Overview

The fuel_cell_3D codebase implements a meshfree numerical method for simulating 3D solid oxide fuel cells (SOFCs). It uses the Reproducing Kernel Particle Method (RKPM) to solve coupled diffusion and mechanical problems.

Code Structure

The codebase is organized into the following modules:

Module Overview

Module

Description

main.py

Main simulation driver; orchestrates the full simulation workflow

config.py

Configuration parameters (geometry, materials, numerical settings)

common.py

Backend abstraction (NumPy/SciPy or Legate/cuNumeric)

read_image.py

Reads voxelized microstructure from TIFF images

get_nodes_gauss_points.py

Generates node positions and Gauss quadrature points

get_nodes_gauss_points_vectorized.py

Vectorized implementations for Gauss point computations

shape_function_in_domain.py

Computes RKPM shape functions and their gradients

shape_function_vectorized.py

Vectorized shape function computations

shape_grad_func_vectorized.py

Vectorized shape function gradient computations

define_diffusion_matrix_form.py

Assembles diffusion stiffness matrix using Nitsche’s method

define_mechanical_stiffness_matrix.py

Assembles mechanical stiffness matrix with elasticity tensor

Simulation Workflow

The simulation proceeds through the following steps:

  1. Configuration: Load parameters from config.py

  2. Geometry Setup: Read microstructure from TIFF image or generate synthetic geometry

  3. Node Generation: Create nodes for each phase (electrolyte, electrode, pore)

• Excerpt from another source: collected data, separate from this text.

PR #570, opened 2020-03-21
Clean up tests

NextTurn:


src/Microsoft.Diagnostics.Runtime.Tests/src/MemoryReaderTests.cs
```diff
@@ -23,7 +23,7 @@ public void SearchMemoryTest()
                 HashSet<ulong> seen = new HashSet<ulong>() { 0 };
                 List<ClrObject> firstSeenObjectOfType = new List<ClrObject>();
 
-                // We will search for method tables so make sure we
```
NextTurn: Make sure what?

NextTurn: @leculver?

leculver: Bad comment left after a refactor.  If I remember correctly, the code was originally written to search for specific method tables at specific locations, but the GC heap isn't quite that deterministic.  I removed the code that comment was for but missed part of the comment.

PR #572, opened 2020-03-24
Temporarily disable test asset building

leculver:
Building test assets with "AfterTargets=Build" is currently breaking the arcade build system signing step.  This only happens within Arcade and no one on that team has been able to figure out why.  Disabling this part of the build for now so we can get 2.0-beta builds out the door.


leculver:
According to the build team, this is how we are supposed to do post-build targets in a supported way:

> AFAIK most repos take advantage of creating an eng/afterSolutionTargets.props file to add targets that should happen after the solutoin is built: 
> https://github.com/dotnet/arcade/blob/master/Documentation/ArcadeSdk.md#engaftersolutionbuildtargets-optional

PR #574, opened 2020-03-26
Use WINAPI calling convention for DAC APIs

NextTurn:
See https://github.com/dotnet/diagnostics/issues/846#issuecomment-604231358

Thanks @swift-kim

### DIFF
--- a/src/Microsoft.Diagnostics.Runtime/src/DacInterface/ClrDataMethod.cs
+++ b/src/Microsoft.Diagnostics.Runtime/src/DacInterface/ClrDataMethod.cs
@@ -36,7 +36,7 @@ namespace Microsoft.Diagnostics.Runtime.DacInterface
             return hr == S_OK ? map : null;
         }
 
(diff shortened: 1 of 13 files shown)


swift-kim:
Thanks! @leculver Do you mind if we do the same for 1.1?

swift-kim:
Do you think https://github.com/microsoft/clrmd/compare/master...NextTurn:x86 or https://github.com/microsoft/clrmd/compare/release/1.1...NextTurn:v1-x86 needs any rework?

NextTurn:
> Do you think [master...NextTurn:x86](https://github.com/microsoft/clrmd/compare/master...NextTurn:x86) or [release/1.1...NextTurn:v1-x86](https://github.com/microsoft/clrmd/compare/release/1.1...NextTurn:v1-x86) needs any rework?

Not really. I didn't implement support for debug registers and floating point registers but I don't think they matter.

NextTurn:
We can update the DbgEng APIs to use WINAPI as well (for consistency).

PR #575, opened 2020-03-26
Support ARM/ARM64 contexts

swift-kim:
For release/1.1

Similar to #421 (master), but ProcessArchitecture == DataTarget.Architecture is assumed (we don't support cross-debugging scenario).


src/Microsoft.Diagnostics.Runtime/src/Common/ContextHelper.cs
```diff
@@ -53,14 +54,33 @@ private static void Init()
             if (_context != null)
                 return;
 
+#if !NET45
```
leculver: I need to go back and revisit how we determine the sizes here.  It's a much bigger change than this, so we'll check this in as-is.

PR #580, opened 2020-04-04
[v1] Use WINAPI calling convention for native APIs

NextTurn:
See https://github.com/dotnet/diagnostics/issues/846#issuecomment-606996179

### DIFF
--- a/src/Microsoft.Diagnostics.Runtime.Native/src/DacInterface/SosNative.cs
+++ b/src/Microsoft.Diagnostics.Runtime.Native/src/DacInterface/SosNative.cs
@@ -105,7 +105,6 @@ namespace Microsoft.Diagnostics.Runtime.Native.DacInterface
             return hr == S_OK;
         }
 
-        [UnmanagedFunctionPointer(CallingConvention.StdCall)]
         public delegate void ThreadRootCallback(IntPtr token, ulong symbol, ulong address, ulong obj, int pinned, int interior);
 
         public bool TraverseStackRoots(ulong threadAddr, IntPtr initialContext, int contextSize, ThreadRootCallback callback, IntPtr token)
@@ -119,7 +118,6 @@ namespace Microsoft.Diagnostics.Runtime.Native.DacInterface
             return hr == S_OK;
         }
 
-        [UnmanagedFunctionPointer(CallingConvention.StdCall)]
         public delegate void HandleCallback(IntPtr token, ulong handleAddress, ulong dependentTarget, int handleType, uint refCount, int strong);
 
         public bool TraverseHandleTable(HandleCallback callback, IntPtr token)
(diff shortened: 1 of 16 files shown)


weltkante:
Should it documented somewhere why things are as they are? Maybe in form of a unit test reflecting at delegate metadata to catch accidental changes? Just looking at unannotated delegates might be tempting to "fix" for someone starting to work on the project in the future.

leculver:
I just want to make sure I understand this change before merging it.  This change is asserting:

1. The calling convention of COM calls on Windows is stdcall.
2. The calling convention for "COM" code on Linux is cdecl (e.g. ISOSDac6::DacGetMethodTableCollectibleData's implementation is cdecl on Linux).
3. The calling convention _should_ be changed to WinAPI which sets the appropriate behavior (1 & 2) on the corresponding systems.
4. Simply omitting the [UnmanagedFunctionPointer] attribute altogether is equivalent to `[UnmanagedFunctionPointer(CallingConvention.WinApi)]`.

Is that correct?

A couple questions:

1.  What problem is being solved changing from StdCall to WinApi?  IE how does ClrMD function at all on linux without causing stack corruption if we've been providing the wrong calling convention?
2.  Does the correct behavior still happen on Desktop CLR?  I assume the default is stdcall on desktop clr?

NextTurn:
> 1. The calling convention of COM calls on Windows is stdcall.

`STDMETHODCALLTYPE` is defined as `__stdcall` in *winnt.h*.

> 2. The calling convention for "COM" code on Linux is cdecl (e.g. ISOSDac6::DacGetMethodTableCollectibleData's implementation is cdecl on Linux).

`STDMETHODCALLTYPE` is defined as `__cdecl` (since .NET Core 2.1).

https://github.com/dotnet/runtime/blob/8e0147ecdfd2717362ca0a859089968bad17aefc/src/coreclr/src/debug/daccess/dacimpl.h#L1190

https://github.com/dotnet/runtime/blob/8e0147ecdfd2717362ca0a859089968bad17aefc/src/coreclr/src/pal/inc/rt/palrt.h#L197

> 3. The calling convention _should_ be changed to WinAPI which sets the appropriate behavior (1 & 2) on the corresponding systems.

WinAPI is converted to the default calling convention.

https://github.com/dotnet/runtime/blob/8e0147ecdfd2717362ca0a859089968bad17aefc/src/coreclr/src/vm/dllimport.cpp#L3292

> 4. Simply omitting the [UnmanagedFunctionPointer] attribute altogether is equivalent to `[UnmanagedFunctionPointer(CallingConvention.WinApi)]`.

The default calling convention is `__stdcall` on Windows and `__cdecl` on Linux (since .NET Core 2.1).

https://github.com/dotnet/runtime/blob/8e0147ecdfd2717362ca0a859089968bad17aefc/src/coreclr/src/vm/dllimport.cpp#L3273

> 1. What problem is being solved changing from StdCall to WinApi?  IE how does ClrMD function at all on linux without causing stack corruption if we've been providing the wrong calling convention?

If we've been providing the wrong calling convention on Linux x86, ClrMD causes stack corruption in every reverse interop and the program crashes with segmentation fault.

> 2. Does the correct behavior still happen on Desktop CLR?  I assume the default is stdcall on desktop clr?

I assume yes.

leculver:
Ahh thanks for the clarifications!

> If we've been providing the wrong calling convention on Linux x86, ClrMD causes stack corruption in every reverse interop and the program crashes with segmentation fault.

The fact that it was Linux x86 was also the part I missed.  This isn't a scenario I tested before.

leculver:
I will make this same change in 2.0.  I'm working on changes closely related to this and will fold that into it.

PR #585, opened 2020-04-08
Use HRESULT instead of bool

leculver:
- Intentionally start accepting more SUCCEEDED(hr) instead of hr == S_OK.
- Created an HResult struct to wrap COM's HRESULT.
- HResult has an implicit int cast operator for convenience.
- HResult has an implicit bool cast operator which is the equivalent of "SUCCEEDED(hr)".
- Change most wrappers to use and return HResult instead of bool.
- Functionality should be mostly unchanged, but allows for better control/error flow.

### DIFF
--- a/src/Microsoft.Diagnostics.Runtime/src/DacInterface/ClrDataProcess.cs
+++ b/src/Microsoft.Diagnostics.Runtime/src/DacInterface/ClrDataProcess.cs
@@ -16,14 +16,6 @@ namespace Microsoft.Diagnostics.Runtime.DacInterface
     public unsafe class ClrDataProcess : CallableCOMWrapper
     {
         private static readonly Guid IID_IXCLRDataProcess = new Guid("5c552ab6-fc09-4cb3-8e36-22fa03c798b7");
-
-        private FlushDelegate? _flush;
-        private GetTaskByOSThreadIDDelegate? _getTask;
-        private RequestDelegate? _request;
-        private StartEnumMethodInstancesByAddressDelegate? _startEnum;
-        private EnumMethodInstanceByAddressDelegate? _enum;
-        private EndEnumMethodInstancesByAddressDelegate? _endEnum;
-
         private readonly DacLibrary _library;
 
         public ClrDataProcess(DacLibrary library, IntPtr pUnknown)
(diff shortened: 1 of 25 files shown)


leculver:
This is complete, but awaiting work to un-break our internal arcade build system which I'm working on now.

leculver:
> There is a comment on L33.

L33 of what file?

> Is this a bug? I haven't seen anything fail before.

Not a bugfix, just general cleanup to more closely align with how I handle COM interfaces in other (internal) projects I work on.  I prefer to have the HRESULT around somewhere rather than a true/false when debugging failures.

src/Microsoft.Diagnostics.Runtime/src/DbgEng/DebugSystemObjects.cs
```diff
@@ -29,41 +29,45 @@ public uint GetProcessId()
...
-            DebugOnly.Assert(hr == S_OK);
+            HResult hr = _getNumberThreads(Self, out int count);
+            DebugOnly.Assert(hr);
             return count;
         }
 
         internal void Init()
         {
             InitDelegate(ref _getSystemId, VTable.GetCurrentSystemId);
-            _systemId = _getSystemId(Self, out int id);
```
leculver, line 66: @NextTurn Actually there was one bug "fixed" with this checkin, it's this line.  We originally set the _systemId to be the HRESULT of the return of `IDebugSystemObjects::GetSystemId`, which is a bug.

I fixed that here, but I'm seeing odd behavior in tests, so I'm debugging the problem now.

src/Microsoft.Diagnostics.Runtime/src/DacInterface/ClrDataProcess.cs
```diff
@@ -118,13 +109,12 @@ public IEnumerable<ClrDataMethod> EnumerateMethodInstancesByAddress(ClrDataAddre
...
 
-            int hr = _startEnum(Self, addr, IntPtr.Zero, out ClrDataAddress handle);
-            if (hr != S_OK)
+            if (!_startEnum(Self, addr, IntPtr.Zero, out ClrDataAddress handle))
                 return result;
 
             try
             {
-                while ((hr = _enum(Self, ref handle, out IntPtr method)) == S_OK)
+                while (_enum(Self, ref handle, out IntPtr method))
```
dailongchen, line 117: HResult.S_OK is zero, this change breaks this function.

NextTurn: Anything wrong?

#### Before

`hr == 0`

#### After

`hr >= 0`

leculver: Yep that's a bug.  Thanks!  I've fixed this here, which will be released in a nuget package this week:  https://github.com/microsoft/clrmd/pull/819

PR #915, opened 2021-04-30
Implement IDataReader.GetThreadContext() for MacOSProcessDataReader

k15tfu:
This allows us to walk through the stack on macOS.

Related issue: #888

The changes for macOS ARM64 will be in a different PR.

### DIFF
--- a/src/Microsoft.Diagnostics.Runtime/src/DataReaders/MacOS/MacOSProcessDataReader.cs
+++ b/src/Microsoft.Diagnostics.Runtime/src/DataReaders/MacOS/MacOSProcessDataReader.cs
@@ -3,10 +3,13 @@
 // See the LICENSE file in the project root for more information.
 
 using System;
+using System.Buffers;
 using System.Collections.Generic;
 using System.Collections.Immutable;
+using System.Runtime.CompilerServices;
 using System.Runtime.InteropServices;
 using System.Text;
+using Microsoft.Diagnostics.Runtime.Utilities;
 
 namespace Microsoft.Diagnostics.Runtime.MacOS
 {
@@ -15,6 +18,7 @@ namespace Microsoft.Diagnostics.Runtime.MacOS
         private readonly int _task;
 
         private ImmutableArray<MemoryRegion>.Builder _memoryRegions;
+        private readonly Dictionary<ulong, uint> _threadActs = new(); // map of thread id (uint64_t) -> thread (thread_act_t)
 
         private bool _suspended;
         private bool _disposed;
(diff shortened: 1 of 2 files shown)


src/Microsoft.Diagnostics.Runtime/src/DataReaders/MacOS/MacOSProcessDataReader.cs
```diff
@@ -221,10 +225,62 @@ private unsafe T Read<T>(ref ulong address)
...
+
+            byte[] buffer = ArrayPool<byte>.Shared.Rent(regSize);
+            try
+            {
+                fixed (byte* data = buffer)
+                {
+                    int stateCount = Native.x86_THREAD_STATE64_COUNT;
+                    int kr = Native.thread_get_state(threadAct, Native.x86_THREAD_STATE64, new IntPtr(data), ref stateCount);
+                    if (kr != 0)
+                        throw new ClrDiagnosticsException($"thread_get_state failed with status code 0x{kr:x}");
```
leculver, line 244: If we can't get the context, you should return `false` here instead of throwing.

src/Microsoft.Diagnostics.Runtime/src/DataReaders/MacOS/MacOSProcessDataReader.cs
```diff
@@ -221,10 +225,62 @@ private unsafe T Read<T>(ref ulong address)
...
+            }
+            finally
+            {
+                ArrayPool<byte>.Shared.Return(buffer);
+            }
+
+            return true;
+        }
+
+        private unsafe void LoadThreads()
```
leculver, line 257: Similarly, it would be good to not throw in this function if threads cannot be loaded.

leculver (changes requested):
I have a minor request to change the exception behavior here, otherwise this looks good to me.

Thanks for working on this!

src/Microsoft.Diagnostics.Runtime/src/DataReaders/MacOS/MacOSProcessDataReader.cs
k15tfu: Hi! Thanks for your review. I agree with the another one, but in this case I'm not sure if this is what we want. It behaves similarly to private `LinuxLiveDataReader.LoadThreads` and `MacOSProcessDataReader.LoadMemoryRegions`.

Do you suggest to get Native.thread_info() for all threads, even if some of them fail?

leculver: Good point.  The behavior should be consistent across all platforms, but it's not today...  I need to go back and take a look and make it all consistent.

In general, we want functions which return `bool` to return false on failure, and push that upwards in the stack.  So LoadThreads both here and in Linux should probably have a `bool` return value instead of throwing.

The intent is that even if we cannot walk threads or walk callstacks, a tool should still be able to walk the heap without hitting exceptions.  I'll flag an issue to take a look at this more broadly.  We won't block this checkin on that though since, as you point out, it's just not consistent today.

FYI, I am out sick today.  I will take a closer look at the other Pull Requests on monday.

leculver (approved):
I will take a closer look at exception handling later, so we can merge this as-is.  Thanks!

I will take a look at the other PRs early next week.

  4. Gauss Point Generation: Create integration points within each cell

  5. Shape Function Computation: Compute RKPM shape functions and gradients

  6. Matrix Assembly: Assemble diffusion and mechanical stiffness matrices

  7. Boundary Conditions: Apply Dirichlet conditions via Nitsche’s method

  8. Solve: Solve the coupled system using sparse linear solvers

  9. Post-process: Compute stress, strain, and electrochemical quantities

Backend Abstraction

The code supports two computational backends:

  1. NumPy/SciPy: Standard scientific Python stack (default)

  2. Legate/cuNumeric: GPU-accelerated distributed computing

The backend is selected automatically in common.py. The abstraction layer provides consistent APIs:

from common import np, sparse, spsolve, csr_array

This allows the same code to run on CPUs or GPUs without modification.